(Data under study Opens)
PR #119, opened 2020-09-02
Fixed minor data issues in cake demo

kroenlein:
Bug fixes for the cake demo:
* Typos
* There were no allowed_names lists
* Some objects were shadowed
* A URL needed updating

There are no changes to interfaces and all existing tests continue to pass.

### DIFF
--- a/gemd/demo/cake.py
+++ b/gemd/demo/cake.py
@@ -334,7 +334,7 @@ def make_cake_spec(tmpl=None):
             "conditions": [
                 Condition(name='Cooking time',
                           template=tmpl['Cooking time'],
-                          origin=Origin.SPECIFIED.value,
+                          origin=Origin.SPECIFIED,
                           value=NormalReal(mean=50, std=5, units='min'))
             ],
             "parameters": [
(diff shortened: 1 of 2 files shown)


kroenlein:
> I'm surprised you need the `.value` for the origins. I would expect it to work w/o, and I would expect common usage to omit the `.value`.

It worked without it, but the linter was complaining about the fact that I was passing an Origin instead of a string.  Happy to revert.

maxhutch:
> > I'm surprised you need the `.value` for the origins. I would expect it to work w/o, and I would expect common usage to omit the `.value`.
> 
> It worked without it, but the linter was complaining about the fact that I was passing an Origin instead of a string. Happy to revert.

I think the right thing to satisfy the linter is to define the argument to the setter as a Union[Origin, str], which is value add.

kroenlein:
> > > I'm surprised you need the `.value` for the origins. I would expect it to work w/o, and I would expect common usage to omit the `.value`.
> > 
> > 
> > It worked without it, but the linter was complaining about the fact that I was passing an Origin instead of a string. Happy to revert.
> 
> I think the right thing to satisfy the linter is to define the argument to the setter as a Union[Origin, str], which is value add.

Yes; that literally occurred to me after I hit `Comment` and I was in the middle of the edit.

kroenlein:
I've modified this to not explicitly invoke .value on the Origin objects.  I took a look at augmenting everything with typehints, but that was much larger than this PR motivates.

PR #121, opened 2020-09-11
Make CaseInsensitiveDict delete obsolete keys

kroenlein:
This is a bug fix to address issues where a key would be remembered by CaseInsensitiveDict even after the key had been deleted from the dictionary.  It generally follows the principle that a set operation requires using the exact key whereas a get or a delete should be forgiving of case inconsistencies.

### DIFF
--- a/gemd/entity/case_insensitive_dict.py
+++ b/gemd/entity/case_insensitive_dict.py
@@ -108,8 +108,6 @@ class CaseInsensitiveDict(dict):
         """
         Remove and return a (key, value) pair from the dictionary.
 
-        Pairs are returned in LIFO order.
-
         popitem() is useful to destructively iterate over a dictionary, as often used
         in set algorithms.  If the dictionary is empty, calling popitem() raises a
         KeyError.
--- a/gemd/entity/case_insensitive_dict.py
+++ b/gemd/entity/case_insensitive_dict.py
@@ -159,6 +159,9 @@ class CaseInsensitiveDict(dict):
         """
         if mapping is None:
             mapping = dict()
+            no_mapping = True
+        else:
+            no_mapping = False
         for key in list(mapping.keys()) + list(kwargs.keys()):
             if key.lower() in self.lowercase_dict:
                 prev = self.lowercase_dict[key.lower()]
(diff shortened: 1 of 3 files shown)


gemd/entity/case_insensitive_dict.py
```diff
@@ -50,14 +55,128 @@ def get(self, key: str, default=None):
...
+            The result to return if the key is not present.
+
+        Returns
+        -------
+        Any
+            The value associated with the case-insensitive version of `key`, or None
+            if `key` is not present.
+
+        """
+        if default is _RaiseKeyError:
```
bfolie, line 97: Why not make the default `None`?

gemd/entity/case_insensitive_dict.py
```diff
@@ -50,14 +55,128 @@ def get(self, key: str, default=None):
...
+            val = super().pop(self.lowercase_dict.get(key.lower()), default)
+        if key in self:
+            del self.lowercase_dict[key.lower()]
+        return val
+
+    def popitem(self) -> Tuple:
+        """
+        Remove and return a (key, value) pair from the dictionary.
+
+        Pairs are returned in LIFO order.
```
bfolie, line 111: Since we support python versions older than 3.7, isn't this dependent on which version of python the user has?

gemd/entity/case_insensitive_dict.py
kroenlein: Because `None` is a legitimate value.  I need to catch that the argument was not passed.

gemd/entity/case_insensitive_dict.py
kroenlein: I was a little lazy in copy/paste of the docs.  I can clean this up if desired.

gemd/entity/case_insensitive_dict.py
bfolie: Yes, I understand now

gemd/entity/tests/test_case_insensitive_dict.py
```diff
@@ -56,3 +56,51 @@ def test_contains():
         assert k in data_dict
 
     assert 'not_a_key' not in data_dict
+
+
+def test_full_api():
```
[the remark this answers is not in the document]
kroenlein: Test name changed, comments to indicate what's going on added.

gemd/entity/case_insensitive_dict.py
bfolie: I think just removing this line would suffice, since lines 117-118 are strictly more informative.

bfolie (approved):

PR #122, opened 2020-09-16
Augment set of acceptable units

kroenlein:
As per https://citrine.atlassian.net/browse/PLA-5662, I've augmented the set of acceptable unit names to allow unit definition via capitalized unit names, e.g., Celcius.  Specifying units in this way is non-standard and runs against best practice, but that doesn't mean that we shouldn't accept these given that there is no ambiguity in definition.


gregor-robinson (approved):
LGTM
(Data under study Closes)
Task requirements:
Give back the data exactly, with no line dropped.

Expected answer:
PR #119, opened 2020-09-02
Fixed minor data issues in cake demo

kroenlein:
Bug fixes for the cake demo:
* Typos
* There were no allowed_names lists
* Some objects were shadowed
* A URL needed updating

There are no changes to interfaces and all existing tests continue to pass.

### DIFF
--- a/gemd/demo/cake.py
+++ b/gemd/demo/cake.py
@@ -334,7 +334,7 @@ def make_cake_spec(tmpl=None):
             "conditions": [
                 Condition(name='Cooking time',
                           template=tmpl['Cooking time'],
-                          origin=Origin.SPECIFIED.value,
+                          origin=Origin.SPECIFIED,
                           value=NormalReal(mean=50, std=5, units='min'))
             ],
             "parameters": [
(diff shortened: 1 of 2 files shown)


kroenlein:
> I'm surprised you need the `.value` for the origins. I would expect it to work w/o, and I would expect common usage to omit the `.value`.

It worked without it, but the linter was complaining about the fact that I was passing an Origin instead of a string.  Happy to revert.

maxhutch:
> > I'm surprised you need the `.value` for the origins. I would expect it to work w/o, and I would expect common usage to omit the `.value`.
> 
> It worked without it, but the linter was complaining about the fact that I was passing an Origin instead of a string. Happy to revert.

I think the right thing to satisfy the linter is to define the argument to the setter as a Union[Origin, str], which is value add.

kroenlein:
> > > I'm surprised you need the `.value` for the origins. I would expect it to work w/o, and I would expect common usage to omit the `.value`.
> > 
> > 
> > It worked without it, but the linter was complaining about the fact that I was passing an Origin instead of a string. Happy to revert.
> 
> I think the right thing to satisfy the linter is to define the argument to the setter as a Union[Origin, str], which is value add.

Yes; that literally occurred to me after I hit `Comment` and I was in the middle of the edit.

kroenlein:
I've modified this to not explicitly invoke .value on the Origin objects.  I took a look at augmenting everything with typehints, but that was much larger than this PR motivates.

PR #121, opened 2020-09-11
Make CaseInsensitiveDict delete obsolete keys

kroenlein:
This is a bug fix to address issues where a key would be remembered by CaseInsensitiveDict even after the key had been deleted from the dictionary.  It generally follows the principle that a set operation requires using the exact key whereas a get or a delete should be forgiving of case inconsistencies.

### DIFF
--- a/gemd/entity/case_insensitive_dict.py
+++ b/gemd/entity/case_insensitive_dict.py
@@ -108,8 +108,6 @@ class CaseInsensitiveDict(dict):
         """
         Remove and return a (key, value) pair from the dictionary.
 
-        Pairs are returned in LIFO order.
-
         popitem() is useful to destructively iterate over a dictionary, as often used
         in set algorithms.  If the dictionary is empty, calling popitem() raises a
         KeyError.
--- a/gemd/entity/case_insensitive_dict.py
+++ b/gemd/entity/case_insensitive_dict.py
@@ -159,6 +159,9 @@ class CaseInsensitiveDict(dict):
         """
         if mapping is None:
             mapping = dict()
+            no_mapping = True
+        else:
+            no_mapping = False
         for key in list(mapping.keys()) + list(kwargs.keys()):
             if key.lower() in self.lowercase_dict:
                 prev = self.lowercase_dict[key.lower()]
(diff shortened: 1 of 3 files shown)


gemd/entity/case_insensitive_dict.py
```diff
@@ -50,14 +55,128 @@ def get(self, key: str, default=None):
...
+            The result to return if the key is not present.
+
+        Returns
+        -------
+        Any
+            The value associated with the case-insensitive version of `key`, or None
+            if `key` is not present.
+
+        """
+        if default is _RaiseKeyError:
```
bfolie, line 97: Why not make the default `None`?

gemd/entity/case_insensitive_dict.py
```diff
@@ -50,14 +55,128 @@ def get(self, key: str, default=None):
...
+            val = super().pop(self.lowercase_dict.get(key.lower()), default)
+        if key in self:
+            del self.lowercase_dict[key.lower()]
+        return val
+
+    def popitem(self) -> Tuple:
+        """
+        Remove and return a (key, value) pair from the dictionary.
+
+        Pairs are returned in LIFO order.
```
bfolie, line 111: Since we support python versions older than 3.7, isn't this dependent on which version of python the user has?

gemd/entity/case_insensitive_dict.py
kroenlein: Because `None` is a legitimate value.  I need to catch that the argument was not passed.

gemd/entity/case_insensitive_dict.py
kroenlein: I was a little lazy in copy/paste of the docs.  I can clean this up if desired.

gemd/entity/case_insensitive_dict.py
bfolie: Yes, I understand now

gemd/entity/tests/test_case_insensitive_dict.py
```diff
@@ -56,3 +56,51 @@ def test_contains():
         assert k in data_dict
 
     assert 'not_a_key' not in data_dict
+
+
+def test_full_api():
```
[the remark this answers is not in the document]
kroenlein: Test name changed, comments to indicate what's going on added.

gemd/entity/case_insensitive_dict.py
bfolie: I think just removing this line would suffice, since lines 117-118 are strictly more informative.

bfolie (approved):

PR #122, opened 2020-09-16
Augment set of acceptable units

kroenlein:
As per https://citrine.atlassian.net/browse/PLA-5662, I've augmented the set of acceptable unit names to allow unit definition via capitalized unit names, e.g., Celcius.  Specifying units in this way is non-standard and runs against best practice, but that doesn't mean that we shouldn't accept these given that there is no ambiguity in definition.


gregor-robinson (approved):
LGTM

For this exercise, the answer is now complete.